Berbagai upaya dapat dilakukan untuk meningkatkan minat baca masyarakat, salah satunya dengan teknik membaca ekstensif. Membaca ekstensif merupakan membaca yang dilakukan secara saksama atau cermat dengan berbagai sumber buku bacaan dalam waktu yang sesingkat-singkatnya. Membaca ekstensif terdiri atas beberapa jenis, salah satunya membaca dangkal. Membaca dangkal ini dapat dilakukan di waktu senggang untuk memperoleh kesenangan. Membaca dangkal mengutamakan unsur kesenangan dalam bacaannya. Unsur kesenangan ini lah yang kemudian dapat membantu seseorang untuk menumbuhkan minat bacanya terhadap suatu bacaan. Untuk menimbulkan kesenangan tersebut dapat dilakukan dengan memilih buku bacaan yang sesuai dengan minat pembaca. Apabila bacaan yang dibaca sesuai dengan minat, tentu akan membuat pembaca merasa tertarik dan betah membaca buku berlama-lama.
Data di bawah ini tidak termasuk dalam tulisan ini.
PR #79, opened 2024-06-20
Feat: find a delegate by the given address

martiliones:
[`/delegates/get?address=U12693243886978615076`](https://ahead.adamant.im/api/delegates/get?address=U12693243886978615076)

additionally, optimized `/delegates/get` endpoint to search for a single transaction

Trello: Optimize /delegates/get and add address parameter https://trello.com/c/1OTebrME

### DIFF
--- a/modules/delegates.js
+++ b/modules/delegates.js
@@ -417,6 +417,7 @@ Delegates.prototype.generateDelegateList = function (height, cb) {
  * Gets delegates and for each one calculates rate, rank, approval, productivity.
  * Orders delegates as per criteria.
  * @param {Object} query
+ * @param {Object} filter - account specific filters, e.g. `username`, `publicKey` or `address`
  * @param {function} cb - Callback function.
  * @return {setImmediateCallback} error| object with delegates ordered, offset, count, limit.
  * @todo OrderBy does not affects data? What is the impact?.
--- a/modules/delegates.js
+++ b/modules/delegates.js
@@ -765,13 +765,19 @@ Delegates.prototype.shared = {
       const filter = {}
 
       if (req.body.publicKey) {
-        filter.publicKey = req.body.publicKey;
+        filter.address = modules.accounts.generateAddressByPublicKey(
+          req.body.publicKey,
+        );
       } else if (req.body.username) {
         filter.username = req.body.username;
       } else if (req.body.address) {
         filter.address = req.body.address;
       } else {
         return setImmediate(cb, 'Delegate not found');
+      }
+
+      if (req.body.address && req.body.publicKey && filter.address !== req.body.address) {
+        return setImmediate(cb, 'Delegate publicKey does not match address');
       }
 
       modules.delegates.getDelegates(req.body, filter, function (err, data) {
--- a/modules/delegates.js
+++ b/modules/delegates.js
@@ -421,15 +421,22 @@ Delegates.prototype.generateDelegateList = function (height, cb) {
  * @return {setImmediateCallback} error| object with delegates ordered, offset, count, limit.
  * @todo OrderBy does not affects data? What is the impact?.
  */
-Delegates.prototype.getDelegates = function (query, cb) {
+Delegates.prototype.getDelegates = function (query, filter, cb) {
   if (!query) {
     throw 'Missing query argument';
   }
+
+  if (typeof filter === 'function') {
+    cb = filter
+    filter = {}
+  }
+
   var sortFilter = { 'vote': -1, 'publicKey': 1 };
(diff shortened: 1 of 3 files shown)


adamant-al (approved):

modules/delegates.js
```diff
@@ -421,15 +421,22 @@ Delegates.prototype.generateDelegateList = function (height, cb) {
...
-Delegates.prototype.getDelegates = function (query, cb) {
+Delegates.prototype.getDelegates = function (query, filter, cb) {
   if (!query) {
     throw 'Missing query argument';
   }
+
+  if (typeof filter === 'function') {
+    cb = filter
+    filter = {}
+  }
```
bludnic, line 432: Is this really necessary? Dynamic function arguments can be confusing.

Just pass undefined if you don't need to apply a filter. I think this approach is more clear.
```js
modules.delegates.getDelegates(query, undefined, cb)
```

bludnic: A good solution would be to convert the function arguments into an object. This way, you can easily omit the `filter` property if it's not needed. However, this will create significant changes in the codebase so I would stick with the previous approach.

bludnic (changes requested):

modules/delegates.js
yoxira: It was made to make sure it doesn't break anything, but it seems like the method is not commonly used.

modules/delegates.js
```diff
@@ -421,15 +421,17 @@ Delegates.prototype.generateDelegateList = function (height, cb) {
  * @return {setImmediateCallback} error| object with delegates ordered, offset, count, limit.
  * @todo OrderBy does not affects data? What is the impact?.
  */
-Delegates.prototype.getDelegates = function (query, cb) {
+Delegates.prototype.getDelegates = function (query, filter, cb) {
```
bludnic, line 424: Can you describe the `filter` param in JSDoc?

modules/delegates.js
```diff
@@ -759,20 +762,24 @@ Delegates.prototype.shared = {
         return setImmediate(cb, err[0].message);
       }
 
-      modules.delegates.getDelegates(req.body, function (err, data) {
+      const filter = {}
+
+      if (req.body.publicKey) {
+        filter.publicKey = req.body.publicKey;
```
bludnic, line 768: It seems like the find delegate by public key is broken:

http://localhost:36666/api/delegates/get?publicKey=e8ecea9faf2b9cfa26d635bc94d8457114beafc90b4f6b5a7f1354d193ab0f3b

image

Although same request on production node works fine:

https://bid.adamant.im/api/delegates/get?publicKey=e8ecea9faf2b9cfa26d635bc94d8457114beafc90b4f6b5a7f1354d193ab0f3b

image

modules/delegates.js
```diff
@@ -759,20 +762,24 @@ Delegates.prototype.shared = {
...
+      } else if (req.body.username) {
+        filter.username = req.body.username;
+      } else if (req.body.address) {
+        filter.address = req.body.address;
```
bludnic, line 772: Shouldn't `req.body` params be sanitized? Is SQL injection possible here? @martiliones

bludnic (changes requested):

modules/delegates.js
```diff
@@ -759,20 +762,30 @@ Delegates.prototype.shared = {
         return setImmediate(cb, err[0].message);
       }
 
-      modules.delegates.getDelegates(req.body, function (err, data) {
+      const filter = {}
+
+      if (req.body.publicKey) {
```
bludnic, line 767: GET http://localhost:36666/api/delegates/get?publicKey=qwe

`500 Internal Server Error`
```json
{"success":false,"error":"API error: The argument 'encoding' is invalid for data of length 3. Received 'hex'"}
```

GET https://bid.adamant.im/api/delegates/get?publicKey=qwe

`200 OK`

```json
{"success":false,"nodeTimestamp":224017224,"error":"Delegate not found"}
```

Expected same behaviour. @martiliones

bludnic:
Don't forget to update the Wiki after merge
https://github.com/Adamant-im/adamant/wiki/API-Specification#get-delegate

adamant-al:
@yoxira 
Update

modules/delegates.js
yoxira: Added validation for `publicKey` and `address` properties. It's not the same as `Delegate not found` but the right way to handle this, in my opinion.

bludnic:
Please update also schema.adamant.im @yoxira

yoxira:
@bludnic 
https://github.com/Adamant-im/adamant-schema/pull/15

bludnic (approved):

PR #80, opened 2024-06-20
Feat/ws transaction types

martiliones:
### Fixed
- A memory leak when subscribing to multiple addresses
- A bug when the websocket would send a transaction that has address which starts with the subscribed address 

### Added

Usage:

```js
// w/o an address
socket.emit('types', [TransactionType.SEND, TransactionType.CHAT_MESSAGE]);
socket.on('newTrans', console.log.bind('Chat transaction without bounding to a specific address:'));
```
```js
// w/ an address
socket.emit('address', 'U1234567890123456');
socket.emit('types', [TransactionType.SEND, TransactionType.CHAT_MESSAGE]);
socket.on('newTrans', console.log.bind('Chat transaction for the user:'));

```

### DIFF
--- a/modules/clientWs.js
+++ b/modules/clientWs.js
@@ -16,7 +16,7 @@ class ClientWs {
     this.logger = logger;
     io.sockets.on('connection', (socket) => {
       try {
-        const describe = new TransactionSubscription();
+        const describe = new TransactionSubscription(socket);
 
         socket.on('address', (address) => {
           const addresses = Array.isArray(address) ? address : [address];
@@ -57,7 +57,7 @@ class ClientWs {
     try {
       const subs = findSubs(t, Object.values(this.describes));
       subs.forEach((s) => {
-        s.emit('newTrans', t);
+        s.socket.emit('newTrans', t);
       });
     } catch (e) {
       this.logger.debug('Socket error emit ' + e);
--- a/modules/clientWs/transactionSubscription.js
+++ b/modules/clientWs/transactionSubscription.js
@@ -7,7 +7,9 @@ const {
 const validator = new ZSchema({noEmptyStrings: true});
 
 class TransactionSubscription {
-  constructor() {
+  constructor(socket) {
+    this.socket = socket;
+
     /**
      * List of addresses to subscribe to
      * @type {Set<string>}


adamant-al:
@martiliones 
Create a Trello card for the task

adamant-al:
> should we allow unsubscribing from types?

Provide a reason and an example.

bludnic:
> you can test using the following code snippet and `ahead` node:
> 
> ```js
> import {io} from 'socket.io-client';
> 
> const connection = io('https://ahead.adamant.im/', {
>   reconnection: false,
>   timeout: 5000
> });
> 
> connection.on('connect', () => {
>   console.log('connected');
> 
>   connection.emit('types', [0, 8]);
> });
> 
> connection.on('newTrans', (transaction) => {
>   console.log(transaction)
> });
> 
> connection.on('disconnect', (reason) => {
>   console.log(`disconnected, reason: ${reason}`)
> })
> 
> connection.on('connect_error', error =>
>   console.warn(`connection error: ${error}`)
> );
> ```

It doesn't work for me. After successful connection it does not emit new transactions. Tried to send a message and in-chat transfer.

image

bludnic:
As I see previously we could subscribe to several addresses by emitting "address" multiple times, but now since you changed the ID of the subscription this is not possible.

Previously:

```js
import { io } from 'socket.io-client';

const connection = io('https://debate.adamant.im/', {
  reconnection: false,
  timeout: 5000
});

connection.on('connect', () => {
  console.log('connected');

  connection.emit('address', 'U9203183357885757380')
  connection.emit('address', 'U14724553101605161229')
  connection.emit('types', [0, 8]);
});

connection.on('newTrans', (transaction) => {
  console.log(transaction)
});
```

I think using socket.id as an ID is a good approach, but we must keep the previous functionality. Therefore, I suggest passing "address" as an array. To maintain backward compatibility, I would also handle the string value type.

```js
connection.on('connect', () => {
  console.log('connected');

  connection.emit('address', ['U9203183357885757380', 'U14724553101605161229'])
  connection.emit('types', [0, 8]);
});
```

modules/clientWs.js
```diff
@@ -15,15 +15,36 @@ class ClientWs {
...
+           * Flags for subscribing to transaction types.
+           * Each bit represents a transaction type. For example:
+           *
+           * 0b100000001
+           *   │       └ transfer transaction (type - 0)
+           *   │
+           *   └─ message transaction (type - 8)
+           */
+          types: 0,
+        };
```
bludnic, line 30: Can we use an array of numbers for simplicity? What are the benefits of your approach?

yoxira: much better memory efficiency and speed, obviously

yoxira:
> It doesn't work for me

I have reverted the ahead node commits in favor of testing #82

modules/clientWs.js
bludnic: I agree that is more efficient, but does we really win a lot in this specific case?

adamant-al: @yoxira 
Note than soon we'll have more tx types.

adamant-al:
@yoxira 
See the Testing blockchain dev updates https://docs.google.com/document/d/15LWxiLf6VQin3cT8UFEoJd9mng-sD4JJpr5KP98J82c/edit#heading=h.bmjmb6vgdt7k
Waiting for raising height 0 ⟶ current on the ahead node may take a month. Not acceptable.

modules/clientWs.js
```diff
@@ -65,11 +86,18 @@ function getUTime () {
...
   const filterred = [];
   for (let aId in subs) {
-    if (aId.startsWith(address1) || aId.startsWith(address2)) {
-      filterred.push(subs[aId]);
+    const sub = subs[aId];
+    const {address, types, socket} = sub;
+    const isTypeAllowed = !types || types & (1 << type)
+
+    if (
+      ([address1, address2].includes(address) && isTypeAllowed) ||
```
yoxira, line 97: `[address1, address2].includes(address)` doesn't do anything, if it's false then it's just going to pass through because of `|| isTypeAllowed`

modules/clientWs.js
```diff
@@ -15,15 +15,36 @@ class ClientWs {
...
+        socket.on('address', (address) => {
+          if (typeof a === 'string') {
+            describe.address = address;
+            this.describes[socket.id] = describe;
+          }
         });
+
+        socket.on('types', (transactionTypes) => {
+          if (Array.isArray(transactionTypes)) {
+            transactionTypes.forEach((type) => (describe.types |= 1 << type));
```
yoxira, line 41: this may lead to unsafe integer

modules/clientWs.js
```diff
@@ -15,15 +15,36 @@ class ClientWs {
...
+           * 0b100000001
+           *   │       └ transfer transaction (type - 0)
+           *   │
+           *   └─ message transaction (type - 8)
+           */
+          types: 0,
+        };
+
+        socket.on('address', (address) => {
+          if (typeof a === 'string') {
```
yoxira, line 33: use RegExp to test the addresses

modules/clientWs.js
```diff
@@ -15,15 +15,36 @@ class ClientWs {
     this.logger = logger;
     io.sockets.on('connection', (socket) => {
       try {
-        let address = '';
-        let aId = '';
-        socket.on('address', (a) => {
-          address = a;
-          aId = address + '_' + socket.id;
-          this.describes[aId] = socket;
+        const describe = {
```
yoxira, line 18: use class instead?

yoxira (changes requested):

modules/clientWs.js
bludnic: Will your solution work if the transaction type cannot be stored in one byte, e.g. `type: 256`?

yoxira: It will work using up to 52 bits (=each bit representing transaction type)

yoxira: It works for types from `0` to `52`, if we'll ever need a higher type, we can just use bigint

yoxira: to save memory I assume we need to filter out invalid types / addresses anyway

bludnic: So, if we exceed the value of `52`, we should modify the code to keep it working, right? In that case, using an array of numbers is a universal solution.

helpers/tranasctionTypesBoundary.js
```diff
@@ -0,0 +1,8 @@
+const TransactionTypes = require('./transactionTypes');
+
+const transactionValues = Object
+  .values(TransactionTypes)
+  .filter((type) => typeof type === 'number');
```
yoxira, line 5: does this look unreliable?

yoxira:
- Added back subscribing to multiple addresses
- Rewritten to use `Set`

modules/clientWs/transactionSubscription.js
```diff
@@ -0,0 +1,88 @@
...
+  /**
+   * @returns {boolean} - whether succuessfuly subscribed to at least one address
+   */
+  subscribeToAddresses(...addresses) {
+    let subscribed = false;
+
+    addresses.forEach((address) => {
+      if (
+        typeof address === 'string' && address.length !== 0 &&
+        validator.validate(address, { format: 'address' })
```
bludnic, line 49: I see that the validator already has a check for [str.length](https://github.com/Adamant-im/adamant/blob/b2f4508c2f23816e423df7ec7c372fcff25bad2d/helpers/z_schema.js#L36).

It may be enough call the validator without additional checks:

```js
if (validator.validate(address, { format: 'address' })) { // ...
```

modules/clientWs/transactionSubscription.js
```diff
@@ -0,0 +1,88 @@
...
+    /**
+     * @type {Set<string>}
+     */
+    this.addresses = new Set();
+
+    /**
+     * @type {Set<number>}
+     */
+    this.types = new Set();
+  }
```
bludnic, line 20: Add a comment referring to [transactionTypes.js](https://github.com/Adamant-im/adamant/blob/fd4d79f6588e1b729859ea2bc2b8ae86b2d41b89/helpers/transactionTypes.js#L1)

modules/clientWs/transactionSubscription.js
```diff
@@ -0,0 +1,88 @@
...
+      }
+    });
+
+    return subscribed;
+  }
+
+  /**
+   * @returns {boolean} - whether succuessfuly subscribed to at least one transaction type
+   */
+  subscribeToTypes(...types) {
```
bludnic, line 62: Add JSDoc for `types` argument

modules/clientWs/transactionSubscription.js
```diff
@@ -0,0 +1,88 @@
...
+    return subscribed;
+  }
+
+  impliesAddress(address) {
+    return this.addresses.has(address);
+  }
+
+  impliesTransactionType(type) {
+    return this.types.has(type);
+  }
```
bludnic, line 85: Add JSDoc

test/unit/modules/clientWs.js
```diff
@@ -0,0 +1,292 @@
+'use strict';
+
+var expect = require('chai').expect;
+const TransactionType = require('../../../helpers/transactionTypes');
+
+var TransactionSubscription = require('../../../modules/clientWs/transactionSubscription');
```
bludnic, line 6: We can use `const` instead `var`

test/unit/modules/clientWs.js
```diff
@@ -0,0 +1,292 @@
...
+
+describe('TransactionSubscription', function () {
```
bludnic, line 8: Consider arrow function. Fix also below

helpers/tranasctionTypesBoundary.js
bludnic: Seems reliable. Maybe add a note that this is needed only to exclude [CHAT_MESSAGE_TYPES](https://github.com/Adamant-im/adamant/blob/fd4d79f6588e1b729859ea2bc2b8ae86b2d41b89/helpers/transactionTypes.js#L14)

bludnic (changes requested):

modules/clientWs/transactionSubscription.js
yoxira: 1. it doesn't check for a type (`string`)
2. it has the opposite condition that **allows** empty strings

bludnic: Do you know why in the validator, an empty string is a valid address?

bludnic: Maybe it's better to move additional checks in the validator?

modules/clientWs.js
```diff
@@ -65,14 +79,10 @@ function getUTime () {
...
-function findSubs (address1, address2, subs) {
-  const filterred = [];
-  for (let aId in subs) {
-    if (aId.startsWith(address1) || aId.startsWith(address2)) {
-      filterred.push(subs[aId]);
-    }
-  }
-  return filterred;
+function findSubs (transaction, subs) {
+  return subs.filter((sub) =>
```
bludnic, line 83: `TypeError: subs.filter is not a function`

bludnic (changes requested):

bludnic:
```js
import { io } from "socket.io-client";

const connection = io("http://localhost:36668", {
  reconnection: false,
  timeout: 5000,
});

connection.on("connect", () => {
  console.log("connected");

  connection.emit("address", ["U14724553101605161229"]);
  connection.emit("types", [0, 8]);
});

connection.on("newTrans", (transaction) => {
  console.log(transaction);
});
```

I run this code on my local node but cannot receive a `newTrans` event.
Tried to send an ongoing/outgoing message to/from U14724553101605161229 address.

Am I doing it right? @yoxira

bludnic (approved):

PR #82, opened 2024-09-14
Chore/update depends

yoxira:
We can't bump the `chai`, `change-case` and `execa` package versions as they dropped CommonJS support.


yoxira:
why is `package-lock.json` listed in the `.gitignore` file? 🙂

yoxira:
https://ahead.adamant.im/api/loader/status/sync

adamant-al:
> We can't bump the `chai`, `change-case` and `execa` package versions as they dropped CommonJS support.

For the next version, find alternatives and replace these.

bludnic:
> > We can't bump the `chai`, `change-case` and `execa` package versions as they dropped CommonJS support.
> 
> For the next version, find alternatives and replace these.

Let's migrate to ESM. At some point, we'll have to do it anyway. ESM can still import CommonJS, so we can at least do a partial migration.

adamant-al:
> > > We can't bump the `chai`, `change-case` and `execa` package versions as they dropped CommonJS support.
> > 
> > 
> > For the next version, find alternatives and replace these.
> 
> Let's migrate to ESM. At some point, we'll have to do it anyway. ESM can still import CommonJS, so we can at least do a partial migration.

Agreed. But also next version.

package.json
```diff
@@ -37,67 +37,67 @@
...
+    "strftime": "=0.10.3",
+    "unzipper": "^0.12.3",
     "valid-url": "=1.0.9",
     "validator.js": "=2.0.4",
-    "z-schema": "=5.0.3"
+    "z-schema": "=6.0.2"
   },
   "devDependencies": {
-    "chai": "^4.3.10",
+    "chai": "^4.1.1",
```
bludnic, line 83: Did you downgrade the version on purpose? Is it because `chai` dropped CommonJS support?

helpers/checkIpInList.js
```diff
@@ -1,7 +1,7 @@
 'use strict';
 
 var _ = require('lodash');
-var ip = require('ip');
+var ip = require('neoip');
```
bludnic, line 4: Why switched to `neoip`? As I see there are no differences in the libs API.

yoxira: [chore: replace node-ip with neoip to fix an npm vulnerability](https://github.com/Adamant-im/adamant/pull/82/commits/dd9fef9b0fc9c1d7b7561a20e7326aac28fccdaa)

adamant-al:
> why is `package-lock.json` listed in the `.gitignore` file? :/

Fix it

package.json
bludnic: @martiliones

bludnic:
Add `package-lock.json` to git. Use Node v18. @martiliones @yoxira

adamant-al:
Can we also update this and merge to `dev`?

test/unit/logic/account.js
```diff
@@ -0,0 +1,156 @@
+"use strict";
```
bludnic, line 1: Do you need this file in that PR? You already added it in #86

https://github.com/Adamant-im/adamant/pull/86/files#diff-a5a19004bec268761189807baa4cd27c71e35301d3f2b6dbeb9867bc82545feb

bludnic (approved):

Selain itu, dengan membaca ekstensif pembaca juga tidak dibebankan untuk memahami keseluruhan isi bacaan secara spesifik karena sifatnya yang merupakan membaca sekilas. Membaca sekilas merupakan membaca dengan cepat untuk mengetahui informasi penting atau pengetahuan umum mengenai suatu bacaan. Meskipun demikian pembaca dapat tetap memperkaya informasi melalui pemahaman umum yang didapat. Namun, perlu diingat bahwa membaca ekstensif ini sebaiknya digunakan dalam jangka waktu yang pendek untuk sekadar membantu menumbuhkan minat baca seseorang bukan untuk digunakan dalam jangka waktu yang panjang.